A forma como as pessoas com deficiência são vistas pela lei portuguesa traz “profunda preocupação” ao Comité, que questiona como é que ainda existe um “grande número de pessoas com deficiência submetidas ao regime de tutela total ou parcial” e que, por causa disso, estão “privadas do exercício de certos direitos, como o direito ao voto, a casar, a formar família ou a gerir bens e propriedades”.
Pede, por isso, que o Código Civil seja revisto e harmonizado de modo a garantir que as pessoas com deficiência possam casar, adotar ou ter a custódia dos filhos.
Sobre a crise e as medidas de austeridade, o Comité sublinha “os esforços” feitos por Portugal para mitigar o impacto das medidas nas pessoas com deficiência, mas diz-se preocupado com o facto de não haver qualquer tipo de apoio para pessoas que “se veem obrigadas a viver em situação de indigência ou pobreza extrema”, por não terem rede familiar ou acompanhamento.
Nesse sentido, pede a Portugal que “reveja com urgência” as medidas de austeridade, ofereça serviços de apoio à vida independente, intensifique os esforços para melhorar o direito a um nível de vida adequado e à proteção social.

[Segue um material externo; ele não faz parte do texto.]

PR #181, opened 2019-09-13
Always log on stderr

### LINKED ISSUE #168: INFO and ERROR logging should come out in order by default

rotu:
This follows the convention for human-readable diagnostic output on Linux systems.

fix #168

### DIFF
--- a/src/logging.c
+++ b/src/logging.c
@@ -75,9 +75,6 @@ bool g_rcutils_logging_severities_map_valid = false;
 
 int g_rcutils_logging_default_logger_level = 0;
 
-bool g_force_stdout_line_buffered = false;
-bool g_stdout_flush_failure_reported = false;
-
 enum rcutils_colorized_output g_colorized_output = RCUTILS_COLORIZED_OUTPUT_AUTO;
 
 rcutils_ret_t rcutils_logging_initialize(void)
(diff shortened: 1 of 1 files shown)


clalancette:
I'm going to weigh in on this, I took a look around at some popular logging utilities in different languages to see what they did.  This is obviously non-exhaustive, but hopefully somewhat representative.

Python [logging](https://docs.python.org/3.8/library/logging.html) module - Prints all output, at all levels, to stderr by default
C++ [log4cxx](https://logging.apache.org/log4cxx/latest_stable/usage.html) - Using the "BasicConfigurator", all output, at all levels, goes to stdout by default
C++ [spdlog](https://github.com/gabime/spdlog) - Using whatever defaults it uses, all output, at all levels, goes to stdout by default
Ruby [logger](https://ruby-doc.org/stdlib-2.4.0/libdoc/logger/rdoc/Logger.html) module - Needs to be told whether to use stdout or stderr, but all levels go to that stream by default
Rust [log](https://docs.rs/log/0.4.8/log/) crate - All output at all levels goes to stderr by default
Perl [log4Perl](https://perlmaven.com/logging-with-log4perl-the-easy-way) - All output at all levels goes to stdout by default
Java [log4j](https://logging.apache.org/log4j/2.x/) - All output at all levels goes to stdout by default

Given that survey, it seems to me that ROS 2 should *definitely* choose a single stream for all logging output by default.  Given the results above, it actually doesn't seem that clear to me which stream the default should be.  I don't care hugely one way or the other, but I'd lean towards making the default stderr (as in this PR), as in the case of a real error, you want to make sure the message gets flushed out immediately.  But we should also have a way to switch to the stdout stream, as nearly all loggers surveyed above have a way to do that.

So with all of that said, I'm going to do a review of this PR.

src/logging.c
```diff
@@ -683,14 +661,14 @@ rcutils_ret_t rcutils_logging_format_message(
 # define IS_STREAM_A_TTY(stream) (isatty(fileno(stream)) != 0)
 #endif
 
-#define IS_OUTPUT_COLORIZED(is_colorized, stream) \
```
clalancette: Here and elsewhere, instead of removing the stream, let's leave it configurable and add a new environment variable to let users choose between stderr and stdout.  I don't care hugely what its called, but something descriptive would be nice.  In my opinion, if the environment variable is not specified, the default should be stderr.

rotu: @clalancette Why should it be reconfigurable here?

* If the user wants all program output in a single stream, that's just `2>&1`.
* If it's about performance, then we should instead change the `stderr` buffering with `setvbuf`.
* If we don't expect stream redirection to be available (or we want to make sure the user can differentiate from other types of program output), we should additionally allow the user to specify an arbitrary file, not just a stream.

clalancette: > @clalancette Why should it be reconfigurable here?

So the 2>&1 isn't that straightforward to achieve when you are launching through a launch file.  While it would be kind of weird to use stdout instead of stderr in one process of a launch file in not another, it isn't invalid.

The other reason to have it is that all of the log libraries I surveyed have the ability to choose which stream to use.  Given that they all have it, presumably it is functionality that is useful in a logging library, so I think we should probably follow suit here.

clalancette: (also, because there is a small performance impact from using stderr, we should give users the ability to opt out of it and get buffered performance if they want)

clalancette:
I did some additional work on this (including a rebase), but I'm not allowed to push to the branch here.  I'm going to close out this PR, and open a new one with my new changes and replicating the discussion here.

rotu:
Thank you for taking this over, @clalancette!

Quer também que Portugal recorra aos Fundos Estruturais Europeus ou outros para minimizar o impacto das medidas de austeridade nas crianças com deficiência, melhorando o apoio dado às famílias.
Por outro lado, o Comité afirma-se preocupado com o facto de não haver uma política nacional para a vida independente e pede a Portugal que adote uma estratégia nacional, onde seja incentivada a vida em comunidade em vez das instituições.